The third card was done in pink ribbons, and read “Love to the New Arrival.” It amused no one very much. We decided that the envelopes had been addressed left-handed, and got everyone we knew trying left-handed stabs at writing Charlotte’s name, although we were sure by then we’d never know who sent them, because anyone who thought they were funny would have come out with it by that time, and in any case it’s easy to make a mess of trying to write left-handed. The next card, which I thought was probably the least happily chosen, was bright yellow, with puppies looking dolefully at one another, and on the front it said, “Sorry for Your Aches and Pains,” and inside there was a verse about being sorry she was sick, and hoping she’d be real well soon and back at play with the other boys and girls. “I don’t
like
these,” Charlotte said, handing me this last one, “they are beginning to frighten me.”

“Suppose I open the mail?” I said. “I know the writing by now, and I’ll just sort out any of these things and throw them away.”

Charlotte shrugged, and laughed a little. “I guess I’m curious,” she said, “I want to know what they’ll think of next.”

Well, then, of course, the next one did it. We both recognized the handwriting on the envelope and I came around the table to watch Charlotte open it and she tore open the flap and two live spiders skidded out and one ran along her hand and up her arm. I thought she was going right then—and I think it was the first time I ever took the doctor seriously—because she screamed and jumped up and kicked over her chair and slapped at her arm and said, “Get it away, get it
away
.” I stepped on one of the spiders and took the second one off her arm and squeezed it between my fingers; I’ve never done such a thing in my life, but for some reason this particular spider just made me sick.

I had to call Doctor West from the village, and he put Charlotte to bed and I told him about the cards and the spiders and he looked as sick as I felt and said, “I can only believe that someone thinks it’s funny. Horrible thing to do, though.”

“He probably didn’t know how she loathes insects,” I said. “They horrify her.”

He nodded. “She ought to take it a lot easier, though, Miss Baxter,” he said. “I tell you, I don’t know what your doctor in town saw fit to warn you against, but I’m not going to try to confuse you or make you feel better by hiding it in a lot of medical phrases; Miss Allison is in a dangerous condition, and it’s not going to take much—” He had to stop because Charlotte was calling me, and then even so he held my arm long enough to say, “Watch out for Martha’s cooking; those rich cakes and fried chicken are no good at all for Miss Allison. And of course see that she doesn’t get any more spiders in the mail.”
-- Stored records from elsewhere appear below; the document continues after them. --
PR #186, opened 2026-06-07
fix(channel): anchored doc-comments 404 in pre-fetch — switch to list endpoints (v1.1.2, closes #185)

### LINKED ISSUE #185: channel: handleCommentEvent body pre-fetch 404s for anchored comments (is_whole=false) — fileComment.get unsupported, use fileComment.list/fileCommentReply.list
## Symptom

For doc-comment events on *anchored* (划词/quoted) comments — `is_whole=false` with a `quote` field — `handleCommentEvent` in `src/channel.ts:464` always returns `fetchError`, so the envelope reaches Claude with an empty `<body>` and a visible `<fetch_error>Request failed with status code 404</fetch_error>`. Claude can't see what the user wrote and has to ask them to repeat.

Whole-doc comments (`is_whole=true`, no `quote`) are unaffected — the GET endpoint works for those.

## Repro (verified live against open.feishu.cn 2026-06-07)

A real anchored comment thread on a docx:
- `file_token=FT7udZ6dxohd81xpeFOcgAhGnct`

“I’ll open everything,” I told him. “Even if it’s a man-eating tiger in an envelope.”

“Good girl,” he said.

Well, of course Martha thought the only thing she could do to show how mad she was at whoever sent those spiders was to get to work and make brown-sugar pie and shrimp casserole for lunch, and when I sat there with my plate full and saw Charlotte’s tray with the cup of vegetable soup and glass of buttermilk, what could I do?

“This once,
only
,” I said, passing her over my shrimp casserole. “I won’t tell the doc. But from now on it’s whole wheat bread and beet greens.”

“Certainly,” she said, diving into the shrimp.

“And no cigarettes.”

“I don’t smoke,” she said virtuously. “Doctor’s orders.”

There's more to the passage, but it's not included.